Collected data
Start of Block

PR #419, opened 2025-10-22
Server should Accept Recipe JSON 

ascibisz:
# Problem
Currently, when a user packs an edited recipe via the cellpack client, we upload the edited recipe to firebase, pass that reference to the server, and then the server retrieves the recipe from firebase. To minimize firebase calls and improve efficiency of the client, we're changing that flow to instead send the edited recipe JSON as the body of the packing request to the server. 

We also wanted a way to check if we have already packed a recipe and if we have, return that result file rather than running the whole packing again. To do this, we are calculating a hash for the recipe objects before they are packed. The hash for each recipe will be uploaded to firebase along with its result files, so we can query firebase for a given hash to see if that recipe has a packing result already.

### 1. **Deduplication & Caching**
- **BEFORE**: Each request generated a unique UUID, no deduplication possible
- **AFTER**: JSON recipes generate deterministic hash, enabling job deduplication

### 2. **Input Flexibility & Backwards Compatibility**
- **BEFORE**: Only recipe file paths supported via query parameter
- **AFTER**: Supports both recipe file paths AND direct JSON recipe objects in request body, plus optional config parameter

### 3. **Smart Job Management**
- **BEFORE**: Generated UUID for each job without deduplication, every request creates new job regardless of content
- **AFTER**: Uses deterministic hash for JSON recipes, enabling job reuse for identical recipes

### 4. **Firebase Request Reduction**
- **BEFORE**: Every edited recipe was uploaded to firebase by the client and downloaded from firebase by the server
- **AFTER**: Edited recipes are passed in the body of the packing request, so no firebase uploads or downloads occur

### 5: **Unified Results Upload**
- **BEFORE**: Simularium result file was uploaded to S3 twice per job, once on its own and once as part of the full output files upload
- **AFTER**: Only upload Simularium result file once by keeping track of its path when we upload all output files

### New Server Components:
1. **`DataDoc.generate_hash()`** - Creates deterministic hash from recipe JSON
2. **`job_exists()`** - Checks if job already completed in Firebase
3. **Enhanced request handling** - Reads JSON from request body
4. **Smart job ID generation** - Uses hash for JSON recipes, UUID for file paths

### Request Flow Changes:
1. **Input validation** now checks both query params and request body
2. **Hash-based deduplication** for JSON recipes
3. **Backward compatibility** maintained for file-based recipes
4. **Consistent job tracking** with hash parameter

## Benefits

1. **Reduced Server Load**: Identical recipes don't reprocess
2. **Faster Client Response**: Instant return for duplicate JSON requests  
3. **Better Resource Utilization**: No redundant compute for same recipes
4. **Improved API Design**: JSON recipes easier for programmatic access
5. **Reduced Firebase Usage**: Passing recipe directly instead of uploading to firebase

# CellPACK Server Job Workflow Changes

## BEFORE: Original Server Workflow
```mermaid
graph TD
    A[Client Request] --> B[POST /start-packing]
    B --> C{Check for recipe URL param}
    C -->|Missing| D[Return 400 Error]
    C -->|Present| E[Generate UUID for job_id]
    E --> F[Create Background Task]
    F --> G[Return job_id immediately]
    F --> I[Initiate packing]
    I --> J[Load recipe from firebase<br>using file path from<br>URL param]
    J --> K[Execute packing]
    K --> L{Packing succeeds?}
    L -->|Success| M[S3: Upload outputs to S3<br>Firebase: Update job status to SUCCEEDED]
    L -->|Failure| N[Firebase: Update job status to FAILED]
    
    style A fill:#e1f5fe
    style G fill:#c8e6c9
    style M fill:#fff3e0
    style N fill:#ffcdd2
```

## AFTER: Enhanced Server Workflow with JSON Recipe Support
```mermaid
graph TD
    A[Client Request] --> B[POST /start-packing]
    B --> C{Check inputs}
    C -->|No recipe - no URL param<br>and no request body| D[Return 400 Error]
    C -->|Has recipe path URL param| E[Generate UUID for job_id]
    C -->|Has recipe JSON in request body| F[Generate hash from JSON]
    F --> G{Packing result exists<br>in firebase for this hash?}
    G -->|Yes| H[Return existing hash<br>as job_id]
    G -->|No| I[Use hash as job_id]
    E --> J[Create Background Task]
    I --> J
    J --> K[Return job_id immediately]
    J --> L[Initiate packing]
    L --> M{Input type?}
    M -->|Recipe path| N[Load recipe from firebase<br>using file path from<br>URL param]
    M -->|JSON body| O[Load recipe from JSON dict<br>from request body]
    N --> P[Execute packing]
    O --> P
    P --> Q{Packing succeeds?}
    Q -->|Success| R[S3: Upload outputs to S3<br>Firebase: Update job status to SUCCEEDED]
    Q -->|Failure| S[Firebase: Update job status to FAILED]
    
    style A fill:#e1f5fe
    style K fill:#c8e6c9
    style R fill:#fff3e0
    style S fill:#ffcdd2
    style G fill:#ffeb3b
    style H fill:#c8e6c9
```

### DIFF
--- a/docker/Dockerfile.ecs
+++ b/docker/Dockerfile.ecs
@@ -4,7 +4,7 @@ WORKDIR /cellpack
 COPY . /cellpack
 
 RUN python -m pip install --upgrade pip --root-user-action=ignore
-RUN python -m pip install . --root-user-action=ignore
+RUN python -m pip install . -r requirements/linux/requirements.txt --root-user-action=ignore
 
 EXPOSE 80
 


docker/server.py
```diff
@@ -12,41 +10,61 @@ class CellpackServer:
...
+        else:
+            body = None
+        if not recipe and not body:
             raise web.HTTPBadRequest(
                 "Pack requests must include recipe as a query param"
             )
         config = request.rel_url.query.get("config")
-        job_id = str(uuid.uuid4())
+
+        dedup_hash = DataDoc.generate_hash(body)
```
ascibisz: check if this causes an error in the case that recipe was passed in as a firebase path

docker/server.py
```diff
@@ -12,41 +10,61 @@ class CellpackServer:
...
-        os.environ["AWS_BATCH_JOB_ID"] = job_id
-        self.update_job_status(job_id, "RUNNING")
+    def _get_firebase_handler(self, database_name="firebase"):
+        handler = DATABASE_IDS.handlers().get(database_name)
+        initialized_db = handler(default_db="staging")
+        if initialized_db._initialized:
+            return initialized_db
+        return None
+
+    def job_exists(self, dedup_hash):
```
ascibisz: might be worth adding a comment describing this function

cellpack/autopack/DBRecipeHandler.py
ascibisz: Major changes here:

1. We realized the results collection in firebase is not necessary. For cellpack studio purposes, it is redundant with job_status and we only look to job_status. For locally run packings, we can skip uploading the result path to firebase at all and just directly open the simularium file. This allowed us to remove the whole `ResultDoc` class, the `DBMaintenance` class,  and remove `upload_result_metadata`
2. We're now using `dedup_hash` instead of `job_id` as the id for server packings
3. Refactored `upload_job_status` to handle the functionality of `update_outputs_directory` since they were basically the same, and removed `update_outputs_directory`

cellpack/bin/cleanup_tasks.py
ascibisz: We realized the results collection in firebase is not necessary. For cellpack studio purposes, it is redundant with job_status and we only look to job_status. For locally run packings, we can skip uploading the result path to firebase at all and just directly open the simularium file. This allowed us to remove the cleanup code for the `results` collection (which was the only firebase cleanup we were doing in this repo anyways)

.github/workflows/cleanup-firebase.yml
ascibisz: We realized the results collection in firebase is not necessary. For cellpack studio purposes, it is redundant with job_status and we only look to job_status. For locally run packings, we can skip uploading the result path to firebase at all and just directly open the simularium file. This allowed us to remove the cleanup code for the results collection (which was the only firebase cleanup we were doing in this repo anyways)

docker/server.py
```diff
@@ -12,41 +11,66 @@ class CellpackServer:
...
                 "Pack requests must include recipe as a query param"
             )
         config = request.rel_url.query.get("config")
-        job_id = str(uuid.uuid4())
+
+        if body:
+            dedup_hash = DataDoc.generate_hash(body)
+            if self.job_exists(dedup_hash):
+                return web.json_response({"jobId": dedup_hash})
+            job_id = dedup_hash
```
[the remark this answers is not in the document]
ascibisz: we validate this during the packign process

cellpack/bin/pack.py
```diff
@@ -25,23 +24,32 @@
...
+    :param hash: string argument, dedup hash identifier for tracking/caching results
 
     :return: void
     """
     packing_config_data = ConfigLoader(config_path, docker).config
 
-    recipe_loader = RecipeLoader(
-        recipe, packing_config_data["save_converted_recipe"], docker
-    )
+    if isinstance(recipe, dict):
```
ascibisz: Try moving this to recipe_loader, it might be cleaner

cellpack/autopack/loaders/recipe_loader.py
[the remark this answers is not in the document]
mogres: One suggestion to handle multiple input streams:

1. Update the `RecipeLoader` init to accept a single `input_data` argument which can be a path to a file or a dictionary. This should avoid potetntial bugs from conflicting inputs passed through `input_file_path` and `json_recipe` since there is only one input now.
2. Handle resolving the path or dict inside the `read()` method. This might require getting rid of the file path and file extension attributes which are not really used I think

cellpack/autopack/upy/simularium/simularium_helper.py
```diff
@@ -1385,64 +1385,33 @@ def raycast(self, **kw):
...
         simularium_file = Path(f"{file_name}.simularium")
-        url = None
-        job_id = os.environ.get("AWS_BATCH_JOB_ID", None)
-        file_name, url = simulariumHelper.store_result_file(
-            simularium_file, storage="aws", batch_job_id=job_id
-        )
-        if file_name and url:
-            simulariumHelper.store_metadata(
-                file_name, url, db="firebase", job_id=job_id
+        if dedup_hash is None:
```
mogres, line 1390: Can you clarify what happens here if `dedup_hash` is not None? Is the result not opened in browser if this is run locally?

cellpack/autopack/writers/__init__.py
```diff
@@ -196,8 +196,11 @@ def save_as_simularium(self, env, seed_to_results_map):
         number_of_packings = env.config_data.get("number_of_packings", 1)
         open_results_in_browser = env.config_data.get("open_results_in_browser", False)
         upload_results = env.config_data.get("upload_results", False)
+        dedup_hash = getattr(env, "dedup_hash", None)
```
mogres: Default return for `getattr` is `None`
```suggestion
        dedup_hash = getattr(env, "dedup_hash")
```

cellpack/autopack/DBRecipeHandler.py
```diff
@@ -529,42 +497,34 @@ def upload_config(self, config_data, source_path):
...
-                    "status": str(status),
-                    "result_path": result_path,
-                    "error_message": error_message,
-                },
-            )
+            db_handler = self.db
+            # If db is AWSHandler, switch to firebase handler for job status updates
+            if hasattr(self.db, "s3_client"):
+                handler = DATABASE_IDS.handlers().get(DATABASE_IDS.FIREBASE)
+                db_handler = handler(default_db="staging")
```
mogres, line 519: Would this overwrite the `self.db` attribute? Might be better to create a new handler object or use `.copy()` just in case

cellpack/autopack/DBRecipeHandler.py
```diff
@@ -529,42 +497,34 @@ def upload_config(self, config_data, source_path):
...
-                {
-                    "timestamp": timestamp,
-                    "status": str(status),
-                    "result_path": result_path,
-                    "error_message": error_message,
-                },
-            )
+            db_handler = self.db
+            # If db is AWSHandler, switch to firebase handler for job status updates
+            if hasattr(self.db, "s3_client"):
```
mogres: Is it possible to directly check if this is an `AWSHandler` using `isinstance`? Idk if it is possible for it to not have the `s3_client` attribute but just in case.

cellpack/autopack/DBRecipeHandler.py
```diff
@@ -661,8 +624,11 @@ def upload_outputs_to_s3(self, output_folder, recipe_name, job_id):
                     f"{base_url}/{file_info['s3_key']}"
                     for file_info in upload_result["uploaded_files"]
                 ]
+                simularium_url = None
+                for url in public_urls:
+                    if url.endswith(".simularium"):
+                        simularium_url = url
```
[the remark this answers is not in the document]
mogres: Nice!

cellpack/autopack/DBRecipeHandler.py
```diff
@@ -890,23 +838,4 @@ def compile_db_recipe_data(db_recipe_data, obj_dict, grad_dict, comp_dict):
...
-        Check if the results in the database are expired and delete them if the linked object expired.
-        """
-        self.result_doc.handle_expired_results()
-
-    def readme_url(self):
-        """
-        Return the URL to the README file for the database setup section.
-        """
-        return "https://github.com/mesoscope/cellpack?tab=readme-ov-file#introduction-to-remote-databases"
+DB_SETUP_README_URL = "https://github.com/mesoscope/cellpack?tab=readme-ov-file#introduction-to-remote-databases"
```
mogres: Can this move to the top of the file?

cellpack/bin/pack.py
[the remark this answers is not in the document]
mogres: Might be good to have an integration test to check if the changes in this file don't break the local workflow: `pack -r RECIPE_PATH -c CONFIG_PATH` with a mock recipe and config. Not sure if we have this already

cellpack/bin/pack.py
```diff
@@ -52,6 +60,7 @@ def pack(
     autopack.helper = helper
     env = Environment(config=packing_config_data, recipe=recipe_data)
     env.helper = helper
+    env.dedup_hash = hash
```
mogres, line 58: You might have to update the environment `__init__` to initialize the `dedup_hash` attribute as `None`

cellpack/bin/pack.py
```diff
@@ -78,24 +87,22 @@ def pack(
...
-            )
-            uploader = DBUploader(db_handler=initialized_handler)
-            uploader.upload_packing_results_workflow(
-                source_folder=env.out_folder,
-                recipe_name=recipe_data["name"],
-                job_id=job_id,
-                config_data=packing_config_data,
-                recipe_data=recipe_loader.serializable_recipe_data,
-            )
+    if docker and hash:
```
mogres, line 86: Can you add a short docstring saying that this branch runs if `pack` is called from cellPACK studio (i.e. `docker` and `hash` are both provided)?

docker/Dockerfile.ecs
```diff
@@ -4,7 +4,7 @@ WORKDIR /cellpack
 COPY . /cellpack
 
 RUN python -m pip install --upgrade pip --root-user-action=ignore
-RUN python -m pip install . -r requirements/linux/requirements.txt --root-user-action=ignore
+RUN python -m pip install . --root-user-action=ignore
```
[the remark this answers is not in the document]
mogres: Might be worth looking into. AFAIK `aiohttp` is installed as a subdependency and listed explicitly in the `requirements.txt` file. @rugeli, this also relates to your comment about exporting `requirements.txt` files where we may want to have a list of pinned dependencies to install directly using `pip` without having to resolve from `pyproject.toml` every time.

docker/server.py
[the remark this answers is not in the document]
mogres: > We check this dedup hash against those existing in the job_status firebase collection to see if this exact recipe has already been packed, and if we find a match, we return it rather than running the packing

Just to clarify, do we still run the packing even if the dedup hash exists in firebase? Or do we just pull the results?

mogres (commented):
Read through the changes and left some clarifying comments. I might do some testing later just to verify none of the other workflows are breaking. 

Really awesome work putting this together! Excited to see the speedup in cellPACK studio.

cellpack/autopack/upy/simularium/simularium_helper.py
rugeli: For server jobs, the result file is uploaded as part of the outputs directory via `upload_outputs_to_s3`, the frontend can then fetch the result_path and display simularium result in Studio, so we intentionally skip the separate upload when dedup_hash is not None here.
For local packings, dedup_hash is None, so the existing upload +open in browser is preserved.

cellpack/autopack/writers/__init__.py
rugeli: good catch! fixed.

cellpack/autopack/DBRecipeHandler.py
rugeli: to your question above: no, `self.db` is not overwritten. In this case, `db_handler` is reassigned to a local variable that points to the Firebase handler, `self.db` remains as `s3_client`. 

And I agree, `isinstance` would be more explicit and robust here, thanks for calling that out!

rugeli:
> We check this dedup hash against those existing in the job_status firebase collection to see if this exact recipe has already been packed, and if we find a match, we return it rather than running the packing

> Just to clarify, do we still run the packing even if the dedup hash exists in firebase? Or do we just pull the results?

@mogres Yeah in that case, we skip the packing entirely and return the `debup_hash` as jobId immediately without creating a new packing. This is only applies to server-initiated packings with a JSON body, local packings go through the CLI are unaffected.

docker/Dockerfile.ecs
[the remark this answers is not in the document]
rugeli: @mogres Makes sense! for the matter of scope, I reverted the change back to use requirements.txt. I'll add this to my TODO. Thanks!

rugeli:
> Thank you for the update and the great effort @rugeli and @ascibisz!! PR looks good to me.
> 
> Future follow-up:
> 
> 1. Can we add tests to check if the same dedup hash is returned for recipes that have the same entries but in a different order? I believe lists for example are not updated when the json is dumped with sorted keys. I can make a PR for this if you'd like.

Thanks! @mogres I can definitely add the tests. I'm already working on some broader integration test improvements for #460, so I can include this there and request your review once the pr is up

End of Block

* [Task to carry out]:
Could you please copy the lines above exactly, beginning at the first and ending at the line that contains "Currently, when a"?

* [Task answer]:
PR #419, opened 2025-10-22
Server should Accept Recipe JSON 

ascibisz:
# Problem
Currently, when a user packs an edited recipe via the cellpack client, we upload the edited recipe to firebase, pass that reference to the server, and then the server retrieves the recipe from firebase. To minimize firebase calls and improve efficiency of the client, we're changing that flow to instead send the edited recipe JSON as the body of the packing request to the server. 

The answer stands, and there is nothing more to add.